Exercise requirements
Give back all the entries below. Omit none of them.

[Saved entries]
PR #6947, opened 2019-10-08
IGNITE-12261 - Issue with adding nested index dynamically

kotari4u:
http://apache-ignite-users.70518.x6.nabble.com/Issue-with-adding-nested-index-dynamically-tt29571.html

As discussed in the user group ( please check the link ), I have added fix in this class, please let me know if it can be merged and new version can be released. Please let me know for any issue with this commit. Thank you

### DIFF
--- a/modules/core/src/main/java/org/apache/ignite/internal/processors/query/QueryUtils.java
+++ b/modules/core/src/main/java/org/apache/ignite/internal/processors/query/QueryUtils.java
@@ -835,7 +835,7 @@ public class QueryUtils {
 
             fullName.append(prop);
 
-            String alias = aliases.get(fullName.toString());
+            String alias = aliases.get(fullName.toString()) == null ? fullName.toString() : aliases.get(fullName.toString());
 
             // The key flag that we've found out is valid for the whole path.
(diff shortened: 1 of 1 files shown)


kotari4u:
Can you please check this pull request. Thanks

modules/core/src/main/java/org/apache/ignite/internal/processors/query/QueryUtils.java
```diff
@@ -835,7 +835,7 @@ public static QueryBinaryProperty buildBinaryProperty(GridKernalContext ctx, Str
 
             fullName.append(prop);
 
-            String alias = aliases.get(fullName.toString());
+            String alias = aliases.get(fullName.toString()) == null ? fullName.toString() : aliases.get(fullName.toString());
```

Output for this task
PR #6947, opened 2019-10-08
IGNITE-12261 - Issue with adding nested index dynamically

kotari4u:
http://apache-ignite-users.70518.x6.nabble.com/Issue-with-adding-nested-index-dynamically-tt29571.html

As discussed in the user group ( please check the link ), I have added fix in this class, please let me know if it can be merged and new version can be released. Please let me know for any issue with this commit. Thank you

### DIFF
--- a/modules/core/src/main/java/org/apache/ignite/internal/processors/query/QueryUtils.java
+++ b/modules/core/src/main/java/org/apache/ignite/internal/processors/query/QueryUtils.java
@@ -835,7 +835,7 @@ public class QueryUtils {
 
             fullName.append(prop);
 
-            String alias = aliases.get(fullName.toString());
+            String alias = aliases.get(fullName.toString()) == null ? fullName.toString() : aliases.get(fullName.toString());
 
             // The key flag that we've found out is valid for the whole path.
(diff shortened: 1 of 1 files shown)


kotari4u:
Can you please check this pull request. Thanks

modules/core/src/main/java/org/apache/ignite/internal/processors/query/QueryUtils.java
```diff
@@ -835,7 +835,7 @@ public static QueryBinaryProperty buildBinaryProperty(GridKernalContext ctx, Str
 
             fullName.append(prop);
 
-            String alias = aliases.get(fullName.toString());
+            String alias = aliases.get(fullName.toString()) == null ? fullName.toString() : aliases.get(fullName.toString());
```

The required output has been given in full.